Function returns dataframe containing CIK number, company name,
date of filing, accession number, and various sentiment measures.
This function takes the help of Loughran-McDonald (L&M) sentiment
dictionaries (https://sraf.nd.edu/loughranmcdonald-master-dictionary/) to
compute sentiment measures of a EDGAR filing. Following are the
definitions of the text characteristics and the sentiment measures:
file.size = The filing size of a complete filing on the EDGAR server in
kilobyte (KB).
word.count = The total number of words in a filing text, excluding HTML
tags and exhibits text.
unique.word.count = The total number of unique words in a filing text,
excluding HTML tags and exhibits text.
stopword.count = The total number of stop words in a filing text,
excluding exhibits text.
char.count = The total number of characters in a filing text, excluding
HTML tags and exhibits text.
complex.word.count = The total number of complex words in the filing text.
When vowels (a, e, i, o, u) occur more than three times in a word, then
that word is identified as a complex word.
lm.dictionary.count = The number of words in the filing text that occur
in the Loughran-McDonald (LM) master dictionary.
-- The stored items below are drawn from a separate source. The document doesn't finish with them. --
PR #28107, opened 2026-02-04
Change taskInstanceId to long & convert execution classes to records

wendigo:
## Description

According to the original change:

> When a client tries to talk to a task to a non-exisiting task, we create
> a new task. In some cases it recreates tasks that were previously torn
> down. Attach a task instance id to each task so that the client can
> identify that the task it was communicating with has changed.

For that purpose, we can use any source of entropy that will generate a random identifier
that allows to distinguish two separate task instances.

randomUUID uses SecureRandom, but we don't really need to use CSPRNG,
because PRNG is enough and much faster (nanoseconds vs hundreds of nanos)

## Release notes

```markdown
## Section
```

### DIFF
--- a/core/trino-main/src/main/java/io/trino/execution/buffer/OutputBufferStatus.java
+++ b/core/trino-main/src/main/java/io/trino/execution/buffer/OutputBufferStatus.java
@@ -13,48 +13,20 @@
  */
 package io.trino.execution.buffer;
 
-import com.fasterxml.jackson.annotation.JsonCreator;
-import com.fasterxml.jackson.annotation.JsonProperty;
-
 import java.util.OptionalLong;
 
 import static java.util.Objects.requireNonNull;
 
-public class OutputBufferStatus
+public record OutputBufferStatus(
+        OptionalLong outputBuffersVersion,
+        boolean overutilized,
+        boolean exchangeSinkInstanceHandleUpdateRequired)
 {
     private static final OutputBufferStatus INITIAL = new OutputBufferStatus(OptionalLong.empty(), false, false);
 
-    private final OptionalLong outputBuffersVersion;
-    private final boolean overutilized;
-    private final boolean exchangeSinkInstanceHandleUpdateRequired;
-
-    @JsonCreator
-    public OutputBufferStatus(
-            @JsonProperty("outputBuffersVersion") OptionalLong outputBuffersVersion,
-            @JsonProperty("overutilized") boolean overutilized,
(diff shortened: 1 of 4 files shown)


core/trino-main/src/main/java/io/trino/execution/SqlTask.java
```diff
@@ -85,9 +85,10 @@
 public class SqlTask
 {
     private static final Logger log = Logger.get(SqlTask.class);
+    private static final SplittableRandom random = new SplittableRandom();
```
raunaqmorarka: Capitalize `random` ?

raunaqmorarka: Please add a code comment explaining why SplittableRandom.

raunaqmorarka: Why not ThreadLocalRandom ?

wendigo: It is faster and avoid having a random generator per thread (this will be http worker threads and there are plenty of it)

wendigo:
Benchmarks show consistent 5% cpu improvement and 2% duration

martint:
> Benchmarks show consistent 5% cpu improvement and 2% duration

That doesn't sound real. The random number generator doesn't and all this machinery shouldn't be called that often compared to the cost of all the data processing.

core/trino-main/src/main/java/io/trino/execution/SqlTask.java
```diff
@@ -86,8 +86,17 @@ public class SqlTask
...
+    private static final SplittableRandom RANDOM = new SplittableRandom();
+
+    // Each thread gets its own SplittableRandom instance derived from the root.
+    // This avoids synchronization, eliminates false sharing, and ensures
+    // high-throughput, thread-safe random number generation on hot paths.
+    private static final ThreadLocal<SplittableRandom> RANDOM_THREAD_LOCAL = ThreadLocal.withInitial(RANDOM::split);
+
     private final TaskId taskId;
-    private final String taskInstanceId;
+    private final long taskInstanceId;
```
losipiuk, line 99: @wendigo Can you elaborate why you think just a 64 bit random is good enough, and we are not risking conflicts here. This is not that large space.

wendigo: this is a space within given taskId

PR #15686, opened 2023-01-12
Add metric to measure requests duration of HttpPageBufferClient

radek-starburst:
It adds the metric that measures distribution of requests duration sent by `HttpPageBufferClient`. It was found that it is very useful during investigation. Example of metric:

                 "requestDuration" : {
                    "@class" : "io.trino.plugin.base.metrics.TDigestHistogram",
[...]

PR #15369, opened 2022-12-12
Decide number of clients basing on average request size of client

radek-starburst:
## Description

Let's define the class of queries that are run on skewed data and as a result on some downstream stage there is one (or few nodes) that gather data from empty or nearly empty nodes at upstream stage - i.e. at some upstream stage most nodes are empty (serving no data) or nearly empty (serving little data). We observed that such queries are executed very poorly on Trino.
This PR addresses that issue.

The query listed below is a representant of that class:

```
SELECT
    count(*),
    cc.cc_name,
    cc.cc_class,
    cc.cc_manager,
    cc.cc_mkt_desc,
    cc.cc_market_manager,
    cc.cc_division_name
FROM catalog_sales cs
    RIGHT JOIN call_center cc ON cc.cc_call_center_sk =  cs.cs_call_center_sk
    RIGHT JOIN store s ON cc.cc_closed_date_sk = s.s_closed_date_sk
GROUP BY 2, 3, 4, 5, 6, 7
ORDER BY 1, 2, 3, 4, 5, 6, 7
LIMIT 100;
```

**Before the change it takes 11,5 minutes to finish that query on 32 nodes r6g.4xlarge cluster. After the change it takes 4 minutes to finish on same cluster.** 
No regresion in serial and throughput benchmarks. 

## Release notes

( *) This is not user-visible or docs only and no release notes are required.
( ) Release notes are required, please propose a release note for me.
( ) Release notes are required, with the following suggested text:

PR #28111, opened 2026-02-04
Remove request duration histograms from DirectExchangeClient

wendigo:
These histograms are captured globally for the exchange http client

## Release notes

```markdown
## Section
```

### DIFF
--- a/core/trino-main/src/main/java/io/trino/operator/DirectExchangeClient.java
+++ b/core/trino-main/src/main/java/io/trino/operator/DirectExchangeClient.java
@@ -21,7 +21,6 @@ import com.google.errorprone.annotations.concurrent.GuardedBy;
 import io.airlift.http.client.HttpClient;
 import io.airlift.log.Logger;
 import io.airlift.slice.Slice;
-import io.airlift.stats.TDigest;
 import io.airlift.units.DataSize;
 import io.airlift.units.Duration;
 import io.trino.FeaturesConfig.DataIntegrityVerification;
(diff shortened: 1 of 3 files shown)


raunaqmorarka:
> These histograms are captured globally for the exchange http client

Can you mention where these globally captured histograms can be found ?

wendigo:
@raunaqmorarka 
```
MBean Information Item	Value
MBean Name	io.airlift.http.client:type=HttpClient,name=ForExchange
```

raunaqmorarka:
> @raunaqmorarka
> 
> ```
> MBean Information Item	Value
> MBean Name	io.airlift.http.client:type=HttpClient,name=ForExchange
> ```

Those are JMH metrics, do we get them in operator summaries ? That what the original use case of https://github.com/trinodb/trino/pull/15686 was

wendigo:
@raunaqmorarka I've never seen these numbers to be used. Do you have an evidence that this is actually needed?

raunaqmorarka:
> @raunaqmorarka I've never seen these numbers to be used. Do you have an evidence that this is actually needed?

I think that metric came about during investigation of https://github.com/trinodb/trino/pull/15369
I don't know how much it has been used since. The JMX metrics you're pointing to (and most JMX metrics in general) are also almost never used, yet we're keeping them.
Do we have a gain in some benchmark by removing this metric ?

wendigo:
@raunaqmorarka it does show reduction in duration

lm.negative.count = The number of LM financial-negative words in the
document.
lm.positive.count = The number of LM financial-positive words in the
document.
lm.strong.modal.count = The number of LM financial-strong modal words
in the document.
lm.moderate.modal.count = The number of LM financial-moderate Modal
words in the document.
lm.weak.modal.count = The number of LM financial-weak modal words in
the document.
lm.uncertainty.count = The number of LM financial-uncertainty words
in the document.
lm.litigious.count = The number of LM financial-litigious words in
the document.
hv.negative.count = The number of words in the document that occur in
the 'Harvard General Inquirer' Negative word list, as defined by LM.